EXERCISE OBJECTIVE
In the listing that follows, count every line holding the word "LINKED" and give only the count.
^^^^^^^^
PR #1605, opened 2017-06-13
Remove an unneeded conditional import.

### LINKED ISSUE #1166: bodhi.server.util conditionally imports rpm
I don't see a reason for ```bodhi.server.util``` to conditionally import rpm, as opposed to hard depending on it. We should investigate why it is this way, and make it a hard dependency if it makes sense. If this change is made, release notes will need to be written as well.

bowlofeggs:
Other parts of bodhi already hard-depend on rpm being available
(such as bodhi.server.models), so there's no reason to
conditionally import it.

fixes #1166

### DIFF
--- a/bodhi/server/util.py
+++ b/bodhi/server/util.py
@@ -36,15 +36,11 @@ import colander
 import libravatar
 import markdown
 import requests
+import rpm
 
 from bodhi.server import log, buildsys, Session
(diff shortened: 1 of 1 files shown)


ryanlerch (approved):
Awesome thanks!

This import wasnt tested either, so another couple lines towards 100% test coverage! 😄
^^^^^^^^
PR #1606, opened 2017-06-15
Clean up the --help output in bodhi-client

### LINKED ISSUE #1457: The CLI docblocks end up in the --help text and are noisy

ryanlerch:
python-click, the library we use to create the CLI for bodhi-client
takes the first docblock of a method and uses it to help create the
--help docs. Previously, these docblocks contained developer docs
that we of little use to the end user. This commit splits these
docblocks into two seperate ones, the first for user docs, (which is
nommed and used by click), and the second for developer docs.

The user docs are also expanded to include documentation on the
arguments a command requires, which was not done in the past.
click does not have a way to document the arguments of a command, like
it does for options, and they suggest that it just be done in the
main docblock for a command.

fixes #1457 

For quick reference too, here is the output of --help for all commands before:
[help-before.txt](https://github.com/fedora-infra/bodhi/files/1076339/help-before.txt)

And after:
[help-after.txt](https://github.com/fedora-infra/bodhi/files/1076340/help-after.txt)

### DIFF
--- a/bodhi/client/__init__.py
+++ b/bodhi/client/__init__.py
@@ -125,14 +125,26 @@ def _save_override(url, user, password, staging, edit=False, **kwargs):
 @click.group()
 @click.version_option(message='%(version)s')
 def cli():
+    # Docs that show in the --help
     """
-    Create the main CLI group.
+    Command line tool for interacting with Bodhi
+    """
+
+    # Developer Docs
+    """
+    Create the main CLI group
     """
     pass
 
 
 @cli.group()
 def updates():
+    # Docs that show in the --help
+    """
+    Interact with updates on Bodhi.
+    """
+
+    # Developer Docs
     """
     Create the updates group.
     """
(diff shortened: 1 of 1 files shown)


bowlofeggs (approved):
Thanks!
^^^^^^^^
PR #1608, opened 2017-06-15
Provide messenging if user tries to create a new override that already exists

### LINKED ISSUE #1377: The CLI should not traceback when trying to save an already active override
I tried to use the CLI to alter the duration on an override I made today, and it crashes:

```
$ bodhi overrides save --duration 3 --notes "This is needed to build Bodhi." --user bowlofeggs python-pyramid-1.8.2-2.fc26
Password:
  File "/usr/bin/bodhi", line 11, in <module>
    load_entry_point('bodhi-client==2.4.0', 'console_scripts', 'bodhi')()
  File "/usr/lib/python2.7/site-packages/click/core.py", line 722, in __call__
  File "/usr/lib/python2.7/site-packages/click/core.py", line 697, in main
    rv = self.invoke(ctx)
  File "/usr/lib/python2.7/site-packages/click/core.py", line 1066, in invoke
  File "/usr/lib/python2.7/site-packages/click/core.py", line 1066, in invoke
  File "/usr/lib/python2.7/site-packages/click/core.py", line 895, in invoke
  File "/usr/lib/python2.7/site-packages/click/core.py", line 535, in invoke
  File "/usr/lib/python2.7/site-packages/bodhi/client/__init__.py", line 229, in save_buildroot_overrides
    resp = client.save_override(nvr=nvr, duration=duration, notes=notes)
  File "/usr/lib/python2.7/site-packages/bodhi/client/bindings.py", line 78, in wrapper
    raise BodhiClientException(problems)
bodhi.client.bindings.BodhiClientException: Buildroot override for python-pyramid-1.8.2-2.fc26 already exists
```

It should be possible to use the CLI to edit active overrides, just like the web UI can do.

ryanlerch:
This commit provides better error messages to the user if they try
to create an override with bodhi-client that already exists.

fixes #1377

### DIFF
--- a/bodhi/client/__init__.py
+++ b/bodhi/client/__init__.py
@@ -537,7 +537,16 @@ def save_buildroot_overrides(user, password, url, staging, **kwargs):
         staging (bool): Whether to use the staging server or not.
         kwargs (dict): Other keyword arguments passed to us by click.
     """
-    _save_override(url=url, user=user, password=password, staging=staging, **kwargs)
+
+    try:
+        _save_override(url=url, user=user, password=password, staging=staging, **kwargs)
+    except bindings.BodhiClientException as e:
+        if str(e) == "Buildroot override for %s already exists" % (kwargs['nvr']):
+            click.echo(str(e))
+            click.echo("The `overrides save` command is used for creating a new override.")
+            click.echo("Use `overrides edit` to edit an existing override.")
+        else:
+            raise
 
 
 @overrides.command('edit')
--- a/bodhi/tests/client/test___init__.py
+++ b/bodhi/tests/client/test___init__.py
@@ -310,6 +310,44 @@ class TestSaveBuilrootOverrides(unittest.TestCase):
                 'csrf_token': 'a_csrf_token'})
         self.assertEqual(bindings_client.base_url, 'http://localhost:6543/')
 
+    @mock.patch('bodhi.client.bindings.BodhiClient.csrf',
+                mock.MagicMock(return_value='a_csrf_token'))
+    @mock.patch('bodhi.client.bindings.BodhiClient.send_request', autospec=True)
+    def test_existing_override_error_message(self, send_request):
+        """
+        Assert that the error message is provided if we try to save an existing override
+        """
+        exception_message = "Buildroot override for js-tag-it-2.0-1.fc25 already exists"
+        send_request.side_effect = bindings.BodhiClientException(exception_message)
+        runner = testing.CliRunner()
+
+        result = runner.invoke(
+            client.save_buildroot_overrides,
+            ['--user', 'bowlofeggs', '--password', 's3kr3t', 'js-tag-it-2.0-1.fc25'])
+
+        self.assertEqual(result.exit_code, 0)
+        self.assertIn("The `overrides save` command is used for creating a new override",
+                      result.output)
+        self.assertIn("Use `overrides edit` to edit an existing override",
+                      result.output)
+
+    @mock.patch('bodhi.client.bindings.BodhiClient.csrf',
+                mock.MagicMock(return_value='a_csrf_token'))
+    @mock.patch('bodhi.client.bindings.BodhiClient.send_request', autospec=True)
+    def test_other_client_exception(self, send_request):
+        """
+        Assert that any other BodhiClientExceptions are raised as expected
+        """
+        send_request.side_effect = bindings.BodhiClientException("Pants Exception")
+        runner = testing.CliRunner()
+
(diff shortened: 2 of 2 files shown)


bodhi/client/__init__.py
^^^^^^^^
TASK ANSWER
3